■ GOAL OF THE EXERCISE: In the records below, find each line holding the word "keep" and copy it.
== Segment start ==
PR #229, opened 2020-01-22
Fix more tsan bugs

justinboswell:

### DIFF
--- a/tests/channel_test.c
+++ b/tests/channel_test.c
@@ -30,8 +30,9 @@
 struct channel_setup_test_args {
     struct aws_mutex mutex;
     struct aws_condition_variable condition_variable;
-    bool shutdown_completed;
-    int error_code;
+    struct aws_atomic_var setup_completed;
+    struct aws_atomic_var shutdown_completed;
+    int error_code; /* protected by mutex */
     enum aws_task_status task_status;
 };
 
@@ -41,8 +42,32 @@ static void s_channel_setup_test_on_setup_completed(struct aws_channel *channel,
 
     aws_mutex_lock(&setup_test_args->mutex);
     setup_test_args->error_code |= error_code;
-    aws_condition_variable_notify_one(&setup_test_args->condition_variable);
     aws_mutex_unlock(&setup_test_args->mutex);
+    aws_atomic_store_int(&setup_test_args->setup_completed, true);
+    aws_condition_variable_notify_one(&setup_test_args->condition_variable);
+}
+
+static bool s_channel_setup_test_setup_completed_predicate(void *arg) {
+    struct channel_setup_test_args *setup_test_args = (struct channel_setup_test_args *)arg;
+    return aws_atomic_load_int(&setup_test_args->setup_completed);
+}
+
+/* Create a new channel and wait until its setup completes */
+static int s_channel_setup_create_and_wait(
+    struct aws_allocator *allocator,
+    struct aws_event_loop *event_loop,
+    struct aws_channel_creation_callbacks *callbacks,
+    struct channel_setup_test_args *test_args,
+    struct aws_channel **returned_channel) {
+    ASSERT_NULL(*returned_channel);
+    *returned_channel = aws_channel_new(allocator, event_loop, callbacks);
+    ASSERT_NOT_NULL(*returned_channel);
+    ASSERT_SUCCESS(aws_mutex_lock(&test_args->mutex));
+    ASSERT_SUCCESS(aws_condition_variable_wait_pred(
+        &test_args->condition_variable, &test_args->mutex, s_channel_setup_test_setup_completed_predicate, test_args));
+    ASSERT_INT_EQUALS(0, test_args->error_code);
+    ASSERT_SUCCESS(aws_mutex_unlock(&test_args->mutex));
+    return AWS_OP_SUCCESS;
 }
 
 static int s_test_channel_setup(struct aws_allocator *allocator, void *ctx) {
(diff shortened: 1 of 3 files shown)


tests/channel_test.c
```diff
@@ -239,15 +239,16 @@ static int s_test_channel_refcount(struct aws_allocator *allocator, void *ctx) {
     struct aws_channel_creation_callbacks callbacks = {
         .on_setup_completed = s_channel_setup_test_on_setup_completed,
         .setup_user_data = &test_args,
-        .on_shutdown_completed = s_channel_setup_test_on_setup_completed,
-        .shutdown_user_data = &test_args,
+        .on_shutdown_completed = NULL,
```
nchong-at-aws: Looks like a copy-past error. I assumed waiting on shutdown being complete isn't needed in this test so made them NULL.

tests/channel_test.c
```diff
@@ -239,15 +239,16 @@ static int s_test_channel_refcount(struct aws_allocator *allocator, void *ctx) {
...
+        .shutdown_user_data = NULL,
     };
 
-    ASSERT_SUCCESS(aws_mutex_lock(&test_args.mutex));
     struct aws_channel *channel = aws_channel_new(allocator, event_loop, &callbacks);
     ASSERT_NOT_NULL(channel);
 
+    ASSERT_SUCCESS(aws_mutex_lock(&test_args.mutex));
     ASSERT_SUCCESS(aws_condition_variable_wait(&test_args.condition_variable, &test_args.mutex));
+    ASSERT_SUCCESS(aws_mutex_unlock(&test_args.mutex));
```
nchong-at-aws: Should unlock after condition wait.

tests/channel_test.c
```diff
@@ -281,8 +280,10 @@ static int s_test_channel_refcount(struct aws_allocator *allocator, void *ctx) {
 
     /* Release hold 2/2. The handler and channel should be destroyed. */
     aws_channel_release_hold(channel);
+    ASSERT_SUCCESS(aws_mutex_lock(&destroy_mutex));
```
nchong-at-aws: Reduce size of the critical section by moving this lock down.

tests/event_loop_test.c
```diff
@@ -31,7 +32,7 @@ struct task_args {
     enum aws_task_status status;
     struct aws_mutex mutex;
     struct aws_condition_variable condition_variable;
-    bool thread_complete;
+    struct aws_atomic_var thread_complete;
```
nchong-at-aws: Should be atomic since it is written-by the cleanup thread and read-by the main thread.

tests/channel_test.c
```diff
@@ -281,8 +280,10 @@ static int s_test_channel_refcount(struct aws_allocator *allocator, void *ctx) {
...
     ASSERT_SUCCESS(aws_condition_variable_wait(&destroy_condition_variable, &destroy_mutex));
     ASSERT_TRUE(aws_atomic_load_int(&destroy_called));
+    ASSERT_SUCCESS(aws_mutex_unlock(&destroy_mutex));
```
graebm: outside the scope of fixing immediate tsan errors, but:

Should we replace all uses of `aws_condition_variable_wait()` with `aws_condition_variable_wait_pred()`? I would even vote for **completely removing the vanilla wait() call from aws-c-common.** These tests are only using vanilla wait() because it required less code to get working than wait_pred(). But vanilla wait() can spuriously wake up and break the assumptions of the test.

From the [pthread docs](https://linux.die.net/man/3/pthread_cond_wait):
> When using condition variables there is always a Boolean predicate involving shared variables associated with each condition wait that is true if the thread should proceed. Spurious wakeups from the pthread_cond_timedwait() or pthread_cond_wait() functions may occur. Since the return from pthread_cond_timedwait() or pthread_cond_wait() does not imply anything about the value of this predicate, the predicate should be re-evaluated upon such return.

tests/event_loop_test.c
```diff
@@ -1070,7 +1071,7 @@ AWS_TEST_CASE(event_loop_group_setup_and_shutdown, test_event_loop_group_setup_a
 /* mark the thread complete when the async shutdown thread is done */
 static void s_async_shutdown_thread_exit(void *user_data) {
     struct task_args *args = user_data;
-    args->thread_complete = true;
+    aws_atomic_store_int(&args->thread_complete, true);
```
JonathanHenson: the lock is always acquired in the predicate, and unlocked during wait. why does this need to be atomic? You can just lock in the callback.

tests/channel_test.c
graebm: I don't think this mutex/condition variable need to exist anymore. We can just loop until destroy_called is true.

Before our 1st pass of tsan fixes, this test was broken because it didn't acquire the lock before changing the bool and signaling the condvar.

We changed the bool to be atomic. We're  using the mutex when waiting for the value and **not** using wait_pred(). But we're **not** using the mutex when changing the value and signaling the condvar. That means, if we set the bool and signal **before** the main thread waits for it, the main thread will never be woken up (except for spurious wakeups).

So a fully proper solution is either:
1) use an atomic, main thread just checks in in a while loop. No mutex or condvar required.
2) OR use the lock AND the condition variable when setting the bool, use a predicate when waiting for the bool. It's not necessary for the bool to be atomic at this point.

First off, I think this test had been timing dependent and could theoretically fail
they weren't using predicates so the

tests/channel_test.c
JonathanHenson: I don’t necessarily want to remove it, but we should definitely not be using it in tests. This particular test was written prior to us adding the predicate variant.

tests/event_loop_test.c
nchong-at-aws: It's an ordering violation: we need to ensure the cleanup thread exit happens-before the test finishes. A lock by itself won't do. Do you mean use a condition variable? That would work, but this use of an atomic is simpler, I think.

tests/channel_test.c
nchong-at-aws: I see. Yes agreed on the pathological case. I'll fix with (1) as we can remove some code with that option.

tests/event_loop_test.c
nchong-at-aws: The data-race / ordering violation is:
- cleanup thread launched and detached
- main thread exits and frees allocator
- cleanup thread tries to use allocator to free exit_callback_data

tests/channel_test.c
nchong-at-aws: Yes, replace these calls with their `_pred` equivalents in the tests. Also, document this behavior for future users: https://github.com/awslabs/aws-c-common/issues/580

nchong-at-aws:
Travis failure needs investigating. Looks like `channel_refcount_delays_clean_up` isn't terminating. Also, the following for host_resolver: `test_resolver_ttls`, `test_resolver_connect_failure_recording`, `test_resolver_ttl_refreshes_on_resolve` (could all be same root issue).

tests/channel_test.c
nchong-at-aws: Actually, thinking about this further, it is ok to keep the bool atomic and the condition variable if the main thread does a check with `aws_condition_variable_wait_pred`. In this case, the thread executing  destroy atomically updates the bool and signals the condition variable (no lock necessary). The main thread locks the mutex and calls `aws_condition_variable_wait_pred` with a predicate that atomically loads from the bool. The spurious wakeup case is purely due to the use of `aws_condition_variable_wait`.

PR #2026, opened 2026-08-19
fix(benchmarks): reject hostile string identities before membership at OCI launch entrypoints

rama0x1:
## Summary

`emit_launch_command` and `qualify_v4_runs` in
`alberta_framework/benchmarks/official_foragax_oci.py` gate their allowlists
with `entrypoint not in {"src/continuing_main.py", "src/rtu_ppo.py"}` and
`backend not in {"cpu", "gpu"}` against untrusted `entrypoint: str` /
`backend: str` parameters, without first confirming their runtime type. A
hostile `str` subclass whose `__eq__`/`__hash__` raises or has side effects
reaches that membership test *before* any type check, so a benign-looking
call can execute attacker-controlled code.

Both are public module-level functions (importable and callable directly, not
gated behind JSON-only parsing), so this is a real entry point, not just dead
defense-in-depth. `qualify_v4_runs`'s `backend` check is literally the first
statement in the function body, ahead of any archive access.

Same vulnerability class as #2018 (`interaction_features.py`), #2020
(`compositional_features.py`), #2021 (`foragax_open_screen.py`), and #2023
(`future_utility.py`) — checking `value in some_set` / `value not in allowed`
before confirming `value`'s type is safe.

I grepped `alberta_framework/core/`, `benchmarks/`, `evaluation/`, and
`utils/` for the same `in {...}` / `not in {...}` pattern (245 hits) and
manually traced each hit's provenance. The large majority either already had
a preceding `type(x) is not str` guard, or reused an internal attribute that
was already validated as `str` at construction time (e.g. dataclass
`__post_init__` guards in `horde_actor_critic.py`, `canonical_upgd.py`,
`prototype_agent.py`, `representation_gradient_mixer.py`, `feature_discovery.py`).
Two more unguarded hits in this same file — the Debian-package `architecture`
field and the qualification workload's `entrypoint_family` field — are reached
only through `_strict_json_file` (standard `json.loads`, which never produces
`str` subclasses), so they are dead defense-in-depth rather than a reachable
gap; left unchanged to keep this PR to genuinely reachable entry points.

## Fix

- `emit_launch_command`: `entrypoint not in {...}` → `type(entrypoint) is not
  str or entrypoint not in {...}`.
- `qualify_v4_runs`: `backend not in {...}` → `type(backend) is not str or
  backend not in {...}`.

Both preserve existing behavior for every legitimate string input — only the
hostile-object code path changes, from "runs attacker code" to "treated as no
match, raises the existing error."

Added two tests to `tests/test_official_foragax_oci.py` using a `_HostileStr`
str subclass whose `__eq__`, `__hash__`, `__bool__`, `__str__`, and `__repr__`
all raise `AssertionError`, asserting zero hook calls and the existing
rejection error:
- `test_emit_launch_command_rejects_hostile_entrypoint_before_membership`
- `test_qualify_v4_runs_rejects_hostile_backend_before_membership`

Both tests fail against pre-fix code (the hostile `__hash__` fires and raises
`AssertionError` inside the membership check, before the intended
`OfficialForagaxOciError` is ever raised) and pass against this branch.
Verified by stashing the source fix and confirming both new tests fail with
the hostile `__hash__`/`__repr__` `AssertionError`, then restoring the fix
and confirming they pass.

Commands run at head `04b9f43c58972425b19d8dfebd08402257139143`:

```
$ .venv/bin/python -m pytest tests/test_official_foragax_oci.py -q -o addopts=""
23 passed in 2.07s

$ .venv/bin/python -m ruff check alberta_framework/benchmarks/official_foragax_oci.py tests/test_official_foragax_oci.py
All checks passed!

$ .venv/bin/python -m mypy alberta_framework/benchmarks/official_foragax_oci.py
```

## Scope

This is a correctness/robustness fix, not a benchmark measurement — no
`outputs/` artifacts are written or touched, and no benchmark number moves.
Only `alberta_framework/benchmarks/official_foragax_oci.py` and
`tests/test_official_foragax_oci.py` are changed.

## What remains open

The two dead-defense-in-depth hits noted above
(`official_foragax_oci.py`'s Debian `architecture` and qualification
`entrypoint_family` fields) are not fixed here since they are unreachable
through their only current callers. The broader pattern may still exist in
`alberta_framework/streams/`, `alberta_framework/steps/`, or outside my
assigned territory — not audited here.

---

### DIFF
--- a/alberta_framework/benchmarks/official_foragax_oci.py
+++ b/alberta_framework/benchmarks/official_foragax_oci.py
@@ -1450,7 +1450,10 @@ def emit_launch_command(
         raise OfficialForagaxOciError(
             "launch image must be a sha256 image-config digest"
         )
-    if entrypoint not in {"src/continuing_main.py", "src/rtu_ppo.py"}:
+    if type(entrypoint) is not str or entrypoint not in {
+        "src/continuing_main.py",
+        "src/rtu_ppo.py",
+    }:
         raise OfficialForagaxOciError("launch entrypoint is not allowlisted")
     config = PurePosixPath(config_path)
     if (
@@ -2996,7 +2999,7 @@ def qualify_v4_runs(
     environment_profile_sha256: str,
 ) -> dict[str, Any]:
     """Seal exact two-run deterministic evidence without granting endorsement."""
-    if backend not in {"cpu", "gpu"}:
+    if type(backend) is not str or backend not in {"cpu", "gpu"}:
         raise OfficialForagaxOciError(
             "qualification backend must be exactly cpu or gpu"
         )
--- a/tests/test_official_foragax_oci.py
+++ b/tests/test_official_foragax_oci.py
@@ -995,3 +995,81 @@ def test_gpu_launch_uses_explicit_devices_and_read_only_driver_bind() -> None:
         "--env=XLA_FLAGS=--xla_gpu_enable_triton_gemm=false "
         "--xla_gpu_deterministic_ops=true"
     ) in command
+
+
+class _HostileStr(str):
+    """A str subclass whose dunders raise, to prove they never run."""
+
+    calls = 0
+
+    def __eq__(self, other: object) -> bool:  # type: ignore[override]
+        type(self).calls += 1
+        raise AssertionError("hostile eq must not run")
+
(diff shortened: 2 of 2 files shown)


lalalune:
== Segment end ==
■ WRITTEN ANSWER:
nchong-at-aws: Actually, thinking about this further, it is ok to keep the bool atomic and the condition variable if the main thread does a check with `aws_condition_variable_wait_pred`. In this case, the thread executing  destroy atomically updates the bool and signals the condition variable (no lock necessary). The main thread locks the mutex and calls `aws_condition_variable_wait_pred` with a predicate that atomically loads from the bool. The spurious wakeup case is purely due to the use of `aws_condition_variable_wait`.
gap; left unchanged to keep this PR to genuinely reachable entry points.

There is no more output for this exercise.